No se hablaba nada sin embargo en aquel entorno del río Paparoa y su valle que  decidimos ascender al final de la tarde pertrechados con nuestro material de vivac. Ah, maravilla. ¿Quién iba a decirnos que río, valle arriba íbamos a encontrarnos con uno de los paisajes más bellos que hemos visto en este viaje? Pareciera que nuestro olfato se hubiera alimentado de algún susurro angelical, esa intuición que hace que des en el clavo y que sin comerlo ni beberlo te encuentres en medio de un pequeño paraíso. Eso era el valle del río Paparoa. Una de las cosas que más llaman la atención en esta isla sur de Nueva Zelanda es la manera en como convive una vegetación de aspecto totalmente tropical con las cercanías de las nieves perpetuas y los glaciares. El sendero es estrecho y se abre paso continuamente en un apretado e impenetrable bosque donde abundan las palmeras y toda clase de especies vegetales que uno está acostumbrado a ver en las cálidas tierras del trópico. El río baja abundante sobre un cauce de grandes rocas y troncos de árboles sumergidos que ofrecen un aspecto de tierras remotas exóticas y distantes donde la presencia del hombre es inhabitual. La apretada vegetación, la masa de grandes árboles derribados sobre el camino, la aparente soledad del lugar crea un ambiente perfecto para que el caminante se sienta insólitamente en unas tierras a miles de kilómetros de la civilización, lo cual no es cierto, porque aunque esta isla tenga una densidad de población bajísima y la atraviesen escasos caminos hay un control del medio ambiente y de la conservación verdaderamente elogiable.
Dormimos en lo alto del valle rodeados de cantos de aves exóticas y de sonidos de la selva que llegaban a nuestro vivac produciéndonos una agradable sensación de aislamiento y de entorno salvaje. A la mañana siguiente podíamos haber continuado para completar un itinerario circular que al final nos obligaba a hacer algunos kilómetros de asfalto. Preferimos volver por el mismo valle de Paparoa, un paseo matinal de algo más de dos horas que volvimos a disfrutar mientras el sol desperezaba entre los ruidos de la selva.

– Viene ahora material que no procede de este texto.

PR #11536, opened 2025-03-05
chore: cleanup generated configs

jacobsfletch:
Cleans up various Payload-generated configs, namely:
- Renames config entry files from `preferencesCollection.ts`, `lockedDocumentsCollection.ts`, and `jobsCollection.ts` to `config.ts`
- Standardizes collection slugs for `payload-preferences`, `payload-locked-documents`, and `payload-jobs` and reuses everywhere
- Renames camel-cased `payloadPreferences` directory to kebab case, i.e. `payload-preferences`


r1tsuu:
Could we export those slugs from `payload/shared` and do this for other packages (including client-side)?

jacobsfletch:
> Could we export those slugs from payload/shared and do this for other packages (including client-side)?

I was thinking the same and possibly attaching them to the payload class itself. Although I wouldn't want to inflate it unnecessarily.

PR #11544, opened 2025-03-05
fix: fallback to previous value, or default, if field access is denied

### LINKED ISSUE #11543: Field is set to null if the user does not have access
### Describe the Bug

Introduced by https://github.com/payloadcms/payload/pull/11433

If access control decides a user cannot update a field, it will now be set to `null`, or fail validation if required.

Example:

```ts
{
  name: 'group',
  type: 'relationship',
  relationTo: 'groups',
  required: true,
  access: {
    update: () => false,
  }
}
```

If I previously updated another field, it would delete the `group` value if present in the update data, and then fallback to the old value. But now, access is executed after fallback, so the fallback is deleted and it will instead attempt to set the field to `null`. In this case, that fails, as the field is required. Still unexpected. But if not required, it will just wipe the field, without the user having touched it!

https://github.com/SimonVreman/fix-field-fallback-access-data-loss

### Reproduction Steps

Just add a field like the example, and try updating it. It will throw if the field is required as in the example, and wipe data if it is not required.

area: core

### Environment Info

```text
Payload: 3.26.0
Next: 15.2.1
Node: 20
Postgres
```

SimonVreman:
### What?
https://github.com/payloadcms/payload/issues/11543
Data is lost or validation fails when the user is not allowed to update the field, as the order in traverse fields was changed in https://github.com/payloadcms/payload/pull/11433

### How?
Fallback to previous data, then to default value and finally delete the field, to restore previous behavior while avoiding regression of the previous bug.

Closes #11543

### DIFF
--- a/packages/payload/src/fields/hooks/beforeValidate/promise.ts
+++ b/packages/payload/src/fields/hooks/beforeValidate/promise.ts
@@ -328,7 +328,24 @@ export const promise = async <T>({
         : await field.access[operation]({ id, blockData, data, doc, req, siblingData })
 
       if (!result) {
-        delete siblingData[field.name]
+        // No access, but existing document data is found, merge it in
+        if (typeof siblingDoc[field.name] !== 'undefined') {
+          siblingData[field.name] = cloneDataFromOriginalDoc(siblingDoc[field.name])
+  
+        // Fallback to the default value
+        } else if (typeof field.defaultValue !== 'undefined') {
+          siblingData[field.name] = await getDefaultValue({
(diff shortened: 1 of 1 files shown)


SimonVreman:
I also see an argument for fixing this in the adapter, not triggering an update for these fields in general, but that is more difficult to get right, and this is a pretty major bug.

JarrodMFlesch:
This [PR](https://github.com/payloadcms/payload/pull/11549) fixes the issue and adds tests to prevent this from happening in the future. Again, thank you for reporting the issue!

PR #11973, opened 2025-04-03
fix(ui): stale paths on custom components within rows

jacobsfletch:
When server rendering custom components within form state, those components receive a path that is correct at render time, but potentially stale after manipulating array and blocks rows. This causes the field to briefly render incorrect values while the form state request is in flight.

The reason for this is that paths are passed as a prop statically into those components. Then when we manipulate rows, form state is modified, potentially changing field paths. The component's `path` prop, however, hasn't changed. This means it temporarily points to the wrong field in form state, rendering the data of another row until the server responds with a freshly rendered component.

This is not an issue with default Payload fields as they are rendered on the client and can be passed dynamic props.

This is only an issue within custom server components, including rich text fields which are treated as custom components. Since they are rendered on the server and passed to the client, props are inaccessible after render.

The fix for this is to provide paths dynamically through context. This way as we make changes to form state, there is a mechanism in which server components can receive the updated path without waiting on its props to update.


jmikrut (approved):

matthijs166:
@jacobsfletch I think this commit broke my custom login form.
The fields are constantly resetting and not setting when trying to log in.

We have the standard strategy disabled and implemented a 2fa strategy.

I will try to make an issue when I can reproduce it tomorrow in a clean repo.
Hours of debugging has already gone into it 😅

```payload-config.ts
...
    components: {
      afterLogin: [
        '/lib/two-factor-auth-strategy/login-form'
      ],
    }
...
```


```login-form.tsx
'use client'

import React, { useState } from 'react'
import type { UserWithToken } from '@payloadcms/ui'
import type { FormState } from 'payload'
import Link from 'next/link'
import {
  Form,
  FormSubmit,
  PasswordField,
  TextField,
  useAuth,
  useConfig,
  useTranslation,
} from '@payloadcms/ui'

import './index.scss'
import { LoginField } from './loginField'
import { useRouter } from 'next/navigation'
import { formatAdminURL } from '@payloadcms/ui/shared'
import QRComponent from './qr'

const baseClass = 'login__form'
const LoginForm: React.FC<{
  prefillEmail?: string
  prefillPassword?: string
  prefillUsername?: string
  searchParams: { [key: string]: string | string[] | undefined }
}> = ({ prefillEmail, prefillPassword, prefillUsername, searchParams }) => {
  const { config, getEntityConfig } = useConfig()

  const {
    admin: {
      routes: { forgot: forgotRoute },
      user: userSlug,
    },
    routes: { admin: adminRoute, api: apiRoute },
  } = config

  const router = useRouter()

  const collectionConfig = getEntityConfig({ collectionSlug: userSlug })

  if (!collectionConfig) {
    throw new Error(`No collection found with slug: ${userSlug}`)
  }

  const { auth: authOptions } = collectionConfig
  const loginWithUsername = authOptions?.loginWithUsername || false

  const { t } = useTranslation()
  const { setUser } = useAuth()

  const initialState: FormState = {
    password: {
      initialValue: prefillPassword ?? undefined,
      valid: true,
      value: prefillPassword ?? undefined,
    },
    email: {
      initialValue: prefillEmail ?? undefined,
      valid: true,
      value: prefillEmail ?? undefined,
    },
  }

  // Keep track of the form state for next steps
  const [formState, setFormState] = useState(initialState) // State to track the form data
  const handleFormChange = async (args: { formState: FormState }) => {
    setFormState(args.formState)
    return args.formState
  }

  // Handle the login and check if we need 2FA steps
  const [twoFactorStatus, setTwoFactorStatus] = useState<'login' | '2faSetup' | '2faInput'>('login')

  const handleLogin = async (json: any) => {
    const data = json as UserWithToken

    if (!data.user) {
      setLoginResponse(json)

      if (json.needsTwoFactorAuthSetup) {
        setTwoFactorStatus('2faSetup')
      }
      if (json.needTwoFactorAuthInput) {
        setTwoFactorStatus('2faInput')
      }

      return formState
    }

    setUser(data)
    handleRedirect()
  }

  const handleRedirect = () => {
    const redirect = typeof searchParams?.redirect === 'string' ? searchParams.redirect : adminRoute
    router.push(redirect)
  }

  const [loginResponse, setLoginResponse] = useState<any | null>(null)
  let displayForm = twoFactorStatus === 'login' ? 'block' : 'none'

  return (
    <Form
      action={`${apiRoute}/${userSlug}/login`}
      className={baseClass}
      disableSuccessStatus
      initialState={initialState}
      method="POST"
      onSuccess={handleLogin}
      redirect={getSafeRedirect(searchParams?.redirect, adminRoute)}
      waitForAutocomplete
    >
      <div className={`${baseClass}__inputWrap`} style={{ display: displayForm }}>
        <LoginField type={'email'} />
        <br />
        <PasswordField
          field={{
            name: 'password',
            label: t('general:password'),
            required: true,
          }}
          path="password"
        />
      </div>
      {twoFactorStatus === '2faSetup' && (
        <div className={`${baseClass}__inputWrap`}>
          <QRComponent
            secret={loginResponse.secret}
            user={(formState.email.value as string) ?? ''}
            issuer="Mandare - Backoffice"
          />
          <TextField
            field={{
              name: '2FA setup',
              label: '2FA setup',
              required: true,
            }}
            path="totp"
          />
        </div>
      )}
      {twoFactorStatus === '2faInput' && (
        <div className={`${baseClass}__inputWrap`}>
          <TextField
            field={{
              name: '2FA input',
              label: 'Two Factor Auth Code:',
              required: true,
            }}
            path="totp"
          />
        </div>
      )}
      <Link
        href={formatAdminURL({
          adminRoute,
          path: forgotRoute,
        })}
        prefetch={false}
      >
        {t('authentication:forgotPasswordQuestion')}
      </Link>
      <FormSubmit size="large">{t('authentication:login')}</FormSubmit>
    </Form>
  )
}
export default LoginForm
```

PR #11983, opened 2025-04-04
fix(ui): fix version list status for unpublished documents

### LINKED ISSUE #10838: What's the point of the unpublish button?
# Documentation Issue

I read [this section](https://payloadcms.com/docs/versions/drafts#unpublishing-drafts) of the doc about drafts but I am still missing a piece of the puzzle: what's the point of unpublishing a content?

## Additional Details

1. My mobile app is fetching only published content (`draft: false`)
2. I accidentally publish a content in payloadcms (which could now be fetched by my mobile app)
3. I click on "`Unpublish`" to revert my content to draft state
4. This action simply duplicate the content in a new version with `draft` status, but the version I accidentally published is still being fetched by the mobile app.

I was expecting this button to revert the status of the current version back to `draft` instead of keeping the `published` version in the history.

- **Am l missing something?** 
- **How can I unpublish a content if I published it by mistake (so no client can fetch this content)?**

Image

tak-amboss:
### What?
Fixes the label for documents which were the current published document but got unpublished in the version view.

### Why?
If the most recent published document was unpublished, it remained displayed as "Currently published version" in the version list.

### How?
Checks whether the document has a currently published version instead of only looking at the latest published version when determining the label in the versions view.

Fixes https://github.com/payloadcms/payload/issues/10838


test/versions/e2e.spec.ts
```diff
@@ -205,6 +205,118 @@ describe('Versions', () => {
...
+      await expect(page.locator('main.versions')).toContainText('Previously Published')
+    })
+
+    test('should show global versions view level action in globals versions view', async () => {
+      const global = new AdminUrlUtil(serverURL, draftGlobalSlug)
+      await page.goto(`${global.global(draftGlobalSlug)}/versions`)
+      await expect(page.locator('.app-header .global-versions-button')).toHaveCount(1)
+    })
+
+    // TODO: Check versions/:version-id view for collections / globals
```
DanRibbens, line 254: Was this meant to be left in? If we are going to add this assertion then we should do it, otherwise just delete the comment.

DanRibbens (dismissed):
Looks good! What do you want to do about that TODO?

DanRibbens (approved):
Thank you!

PR #11984, opened 2025-04-04
chore: replace dynamic tsconfig path generation with static imports

GermanJablo:
### What?

Currently, every time `pnpm test [suite]` is run, there is an automatic script that modifies the `@payload-config` path in `tsconfig.base.json` so that files within `test/app` resolve to the correct payload configuration.

In addition, there is a git hook that reverts tsconfig.base.json to its original state.

This PR removes the `tsconfig.base.json` codegen and git hook and instead uses a static list of imports, which is resolved using an environment variable so that the `@payload-config` path remains the same in all cases.

### Why?

- Having codegen in a file that is not .gitignored is not ideal. It can interfere with workflow in several ways. For example, when switching branches, git can throw an error after several seconds if the file is not stashed.
- Since this is something that was enforced only by git hooks, they are often circumvented with `--no-verify`, and end up causing noise in the PRs.
- Overall simplicity of the workflow. While this PR has more lines added than removed, most are static lines from the config map. A fair amount of logic within the scripts has been removed.

### How?

- Created a centralized `config-imports.ts` with a static map of all test suite configurations. The reason you can't use the environment variable directly within the import is that webpack doesn't allow variables within an import.
- Updated error messages to provide clear guidance when a test suite folder exists but hasn't been added to the static imports.
- I noticed that the `test/app/(app)` folder wasn't being used, so I deleted it. It had a test page that imported the old `getPayload` and threw an error when trying to access it.


GermanJablo:
After working on #12401, I realized that my computer now freezes if I try to run eslint in the test folder. At this point, I think it would be even better if each test suite was its own package.

PR #11986, opened 2025-04-04
fix(ui): unable to search for nested fields in WhereBuilder field selection

ruslan-amboss:
### What?
Extract text from the React node label in WhereBuilder

### Why?
If you have a nested field in filter options, the label would show correctly, but the search will not work

### How
By adding an `extractTextFromReactNode` function that gets text out of React.node label

### Code setup:
```
{
      type: "collapsible",
      label: "Meta",
      fields: [
        {
          name: 'media',
          type: 'relationship',
          relationTo: 'media',
          label: 'Ferrari',
          filterOptions: () => {
            return {
              id: { in: ['67efdbc872ca925bc2868933'] },
            }
          }
        },
        {
          name: 'media2',
          type: 'relationship',
          relationTo: 'media',
          label: 'Williams',
          filterOptions: () => {
            return {
              id: { in: ['67efdbc272ca925bc286891c'] },
            }
          }
        },
      ],
    },
    
 ```
  
### Before:

https://github.com/user-attachments/assets/25d4b3a2-6ac0-476b-973e-575238e916c4

  
 ### After:

https://github.com/user-attachments/assets/92346a6c-b2d1-4e08-b1e4-9ac1484f9ef3


jacobsfletch:
This is a good bug to fix, thank you @ruslan-amboss!

Couple things to consider here:

Field labels may contain nodes other than text, e.g. an SVG. For this reason we cannot simply replace the field label with plain text. Instead, we can adjust the `filterOption` on the React Select instance so that it searches on a new `plainTextLabel` property. Check out how I did this in 6bc515c. This way the actual rendering of field labels remains unchanged.

One other point of discussion is that we render fields within a dropdown elsewhere, too. We may need to carry over this fix to those instances as well. Because of this, we may also want to consider consolidating the logic behind the `combineFieldLabels` function itself. TBD.

And lastly, we were missing test coverage. I went ahead and wrote an e2e in 12073fe.

jacobsfletch (approved):

PR #8297, opened 2024-09-18
feat: added new ecommerce plugin and template

paulpopus:
This PR adds an ecommerce plugin package with both a Payload plugin and React UI utilities for the frontend. It also adds a new ecommerce template and new ecommerce test suite.

It also makes a change to the `cpa` package to accept a `--version` flag to install a specific version of Payload defaulting to the latest.

Launch checklist:
- [x] Docs
- [x] Add the template to the CLI
- [x] Update CI so ecommerce template is being filtered out from lint and build commands
- [x] Final manual tests

Post merge checklist:
- [x] Update seeding links to /main branch instead of this PR
- [x] Update template link to /main branch

PR #11987, opened 2025-04-04
feat: added new ecommerce package with plugin

paulpopus:
information tbd


Fuchsoria:
@paulpopus 
While package testing I saw that /admin/collections/variants/create page throws notFound, but creation works through relations. InvalidFieldRelationship
Field ({ t })=>t('plugin-ecommerce:variant') has invalid relationship 'variants'.

Also have tried to extend fields in plugin collections, looks like in orders it doesn't work and in other collections it throws errors. Example which I used in orders:
image

paulpopus:
Closed as the package is being added into the template PR directly https://github.com/payloadcms/payload/pull/8297

PR #11992, opened 2025-04-04
templates: set packageManager pnpm version for vercel templates

paulpopus:
There have been issues with deploying our templates to Vercel when we rely on `engines.pnpm` configuration.

Vercel's deployments work best when we specify a `packageManager` in `package.json` since we ship our templates without lockfiles that would help Vercel determine the right package manager to use.

This PR adjusts the script so that it adds a `packageManager` with the latest version of `pnpm` to our Vercel templates and removes the `engines.pnpm` only for those variants.

### DIFF
--- a/templates/website/package.json
+++ b/templates/website/package.json
@@ -68,9 +68,9 @@
     "tailwindcss": "^3.4.3",
     "typescript": "5.7.3"
   },
-  "packageManager": "pnpm@10.3.0",
   "engines": {
-    "node": "^18.20.2 || >=20.9.0"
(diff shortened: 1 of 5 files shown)


denolfe:
Do we know for sure that Vercel CI will always have the latest pnpm available?

paulpopus:
> Do we know for sure that Vercel CI will always have the latest pnpm available?

Yes because they use Corepack to manage these versions, so it will always install the specified version.

denolfe (approved):

PR #12008, opened 2025-04-05
fix(db-postgres): count operation returns totalDocs:0 correctly when queried by a field of realtionship field

yunus-emre-zengin:
### What?

When queried by a field of a relationship and the result should be 0, count operation was returning NaN for sqlite and throwing error for postgres database. 

### Why?

It was caused by the return statements of countDistinc functions of the db adapters

### How?

Providing 0 as default value in return statements fixed the issue


AlessioGr:
Looks like this was addressed in https://github.com/payloadcms/payload/pull/12273, so I'm closing this PR. Still, thank you!

PR #12024, opened 2025-04-07
fix(ui): orderable collection errors in list view

### LINKED ISSUE #12002: Orderable collection errors in list view
`handleSortChange` also returns undefined, it seems `useListQuery()` is not correctly returning it's values.

_Originally posted by @PP-Tom in https://github.com/payloadcms/payload/pull/11452#discussion_r2024924062_

GermanJablo:
This bug didn't occur in development (e.g., `pnpm dev sort`), but it does in a new project. My big question then was how the sort test suite could have passed CI since I had done tests. I realized that GitHub Actions wasn't updated and there were a couple of suites that weren't running in CI at all.

Regarding the bug itself, it is the `use no memo` that appears in the ListQueryProvider. Something strange must be going on there with the React compiler.

Fixes #12002

### DIFF
--- a/packages/ui/src/providers/ListQuery/index.tsx
+++ b/packages/ui/src/providers/ListQuery/index.tsx
@@ -27,7 +27,6 @@ export const ListQueryProvider: React.FC<ListQueryProps> = ({
   onQueryChange: onQueryChangeFromProps,
   orderableFieldName,
 }) => {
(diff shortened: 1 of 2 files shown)


GermanJablo:
closed in favor of https://github.com/payloadcms/payload/pull/12023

Lo olvidaba, cuando me puse a repasar las fotos caí en que había olvidado una mañana que amanecimos junto a un lago envueltos por la magia de un juego de luces realmente hermoso. Hice una veintena de tomas y podría haber hecho igualmente un centenar todas realmente hermosas. Viajar por ahí y encontrarte cuando te despiertas delante de tus narices algo tan bello es una gran suerte y un privilegio.